# LLM2Graph: Dynamic Knowledge Graph Construction and Evaluation Framework

## Overview
This package implements the core methodology described in the under review COLM 2025 paper:

> *The Unlearning Mirage: A Dynamic Framework for Evaluating LLM Unlearning*

It enables:
1. Non-deterministic knowledge graph construction through LLM-driven knowledge elicitation.
2. Multi-hop, alias-aware, and compositional query generation for stress-testing unlearning methods.
3. Automated creation of entity-specific, reasoning-diverse evaluation datasets.

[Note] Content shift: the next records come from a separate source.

PR #341, opened 2021-02-25
Add `should_persist` flag to SVG mouse hover tooltip

IDl0T:
It's great to have more info in the SVG tooltip. (`flow.render_dag()` specifically)

### DIFF
--- a/bionic/dagviz.py
+++ b/bionic/dagviz.py
@@ -154,8 +154,13 @@ def dot_from_graph(graph, vertical=False, curvy_lines=False, name=None):
                 shape="box",
             )
             if doc:
-                tooltip = rewrap_docstring(doc)
-                dot_node.set("tooltip", tooltip)
+                tooltip = (
+                    rewrap_docstring(doc)
+                    + f"\n\nPersisted: {graph.nodes[node]['should_persist']}"
+                )
+            else:
+                tooltip = f"Persisted: {graph.nodes[node]['should_persist']}"
+            dot_node.set("tooltip", tooltip)
             subdot.add_node(dot_node)
 
         dot.add_subgraph(subdot)
--- a/bionic/deriver.py
+++ b/bionic/deriver.py
@@ -152,6 +152,7 @@ class EntityDeriver:
             tasks = self._get_or_create_dinfo_for_dnode(dnode).tasks
             descriptor = dnode.to_descriptor()
             doc = self._obtain_metadata_for_dnode(dnode).doc
+            should_persist = self._obtain_metadata_for_dnode(dnode).should_persist
             should_collapse = should_collapse_dnode(dnode)
 
             for task_ix, task in enumerate(
@@ -171,6 +172,7 @@ class EntityDeriver:
                     case_key=task.key.case_key,
                     task_ix=task_ix,
                     doc=doc,
+                    should_persist=should_persist,
                 )
 
                 for dep_state in state.dep_states:
--- a/docs/release-notes.rst
+++ b/docs/release-notes.rst
@@ -68,6 +68,12 @@ For each release, we list the following types of change (in this order):
 .. Upcoming Version (Not Yet Released)
 .. -----------------------------------
 
+Improvements
+............
+
+- Added a line to the SVG DAG visualization mouse hover tooltips indicating whether 
+  an entity is persisted.
+
 .. Record any notable changes in this section. When we update the current version,
    add a new version heading below, and then comment out the heading above until more
    changes are added. This way, the "Upcoming Version" section will be never be visible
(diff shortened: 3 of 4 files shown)


bionic/dagviz.py
```diff
@@ -155,6 +155,7 @@ def doc_from_node(node):
             )
             if doc:
                 tooltip = rewrap_docstring(doc)
+                tooltip += ", persist = " + str(graph.nodes[node].get("should_persist", ""))
```
jqmp, line 158: The `doc` string will probably be in complete sentences, so attaching a comma to the end may not look right. Maybe something like this?

    rewrap_docstring(doc) + f"\n\n Persisted: {should_persist}"

Also, what should we do when `doc` is not present?

bionic/deriver.py
```diff
@@ -480,7 +482,7 @@ def _obtain_metadata_for_dnode(self, dnode):
                 self._core.should_memoize_for_query_if_uncached
                 and not (should_memoize or should_persist)
             )
-
+
```
jqmp, line 485: Let's not add this extra whitespace.

jqmp (commented):
This is looking good! Aside from the formatting changes I've suggested, we just need a few more things to make this PR complete:

1. You'll probably need to update the tests to make sure they pass. I'm guessing `test_dot_tooltips` will need updating?
2. Let's add a note to `docs/release-notes.rst` describing this change.
3. I notice you have an extra merge commit. Could you rebase your branch to get rid of it?

Thanks for making this PR! I think it'll be very helpful.

IDl0T:
@jqmp I have made some changes according to your suggestions. The only problem might be the weird commit history. I tried to rebase but somehow I felt my HEAD pointer isn't working. `git show HEAD^` gave the intended commit while `git reset HEAD^` and `git rebase -i HEAD^` led me to wild places. I might need to review some git tutorials! :grimacing:

bionic/dagviz.py
```diff
@@ -154,7 +154,11 @@ def doc_from_node(node):
                 shape="box",
             )
             if doc:
-                tooltip = rewrap_docstring(doc)
+                tooltip = (rewrap_docstring(doc) + 
+                           f"\n\n Persisted: {graph.nodes[node].get('should_persist', '')}")
+                dot_node.set("tooltip", tooltip)
```
jqmp, line 159: Do we need to duplicate this line in both branches of the if statements?

bionic/dagviz.py
```diff
@@ -154,7 +154,11 @@ def doc_from_node(node):
                 shape="box",
             )
             if doc:
-                tooltip = rewrap_docstring(doc)
+                tooltip = (rewrap_docstring(doc) + 
+                           f"\n\n Persisted: {graph.nodes[node].get('should_persist', '')}")
```
jqmp, line 158: Is it possible for the `should_persist` field to be missing? If so, when? If not, why do we need to call `get` with a default value?

jqmp, line 158: Why the extra space between `\n\n` and `Persisted`?

docs/release-notes.rst
```diff
@@ -65,8 +65,13 @@ For each release, we list the following types of change (in this order):
...
 
-.. Upcoming Version (Not Yet Released)
-.. -----------------------------------
+Upcoming Version (Not Yet Released)
+-----------------------------------
+
+Improvements
+............
+
+- Add a `should_persist` flag to the SVG mouse hover tooltip of `flow.render_dag()`
```
jqmp, line 74: These notes are intended for the user, so we should describe the improvement in terms of what they'll see. So in this case we might write "Added a line to the SVG DAG visualization tooltips indicating whether an entity is persisted." (Instead of mentioning `should_persist`, which is an internal variable name.)

jqmp (commented):
I'm not sure what your local repository looks like, but I wonder if the following would work for you?

    git rebase -i origin/master

Hopefully this will show you just your two commits. Then you can replace `pick` with `squash` on the second one to squash them together.

FWIW, I usually find it easier to work on [feature branches](https://www.atlassian.com/git/tutorials/comparing-workflows/feature-branch-workflow) rather than on `master`.

docs/release-notes.rst
IDl0T: That makes a lot of sense. Thanks for explaining all these things!

IDl0T:
@jqmp Huge thanks for you explaining all these things and being so kind and patient! With your advice, I've successfully resolved all issues mentioned and learned a lot about developing. Let's see if this PR looks good or not.

jqmp (approved):
This looks good! Thanks for bearing with all my comments. I'm going to approve it, but I also need to make sure the automated tests run before we merge it. I'm not sure why they weren't triggered automatically, but I'll look into it.

jqmp:
Looks like the failing tests here are not related to this PR, but are caused by not having access to GitHub secrets in PR-triggered CI actions. That should be fixed in https://github.com/square/bionic/pull/350. Meanwhile I'm going to go ahead and merge this PR.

## Key Contributions (Paper-Aligned)
- Dynamically extract model-internal knowledge (pre-unlearning).
- Build structured entity-specific knowledge graphs via controlled BFS.
- Generate single-hop, multi-hop, and alias-based queries.
- Enable fine-grained control over reasoning complexity and surface perturbations.
- Automatically benchmark retention, unintended forgetting, and adversarial resilience.

---

## Core Features

### 1. **Entity to Graph**
- Non-deterministic Knowledge Elicitation using LLMs (GPT-4o, Gemini, Local).
- Graph Expansion via BFS with:
   - Adjustable max-depth
   - Decay factor controlling node expansion
   - API and token budget constraints
- Alias and Relationship Resolution via LLM and Fuzzy Matching.

### 2. **Text to Graph**
- Triplet Extraction: (Subject, Relation, Object) tuples from free-form text using LLM.
- Flexible Expansion Control: Selectively expand specific entities.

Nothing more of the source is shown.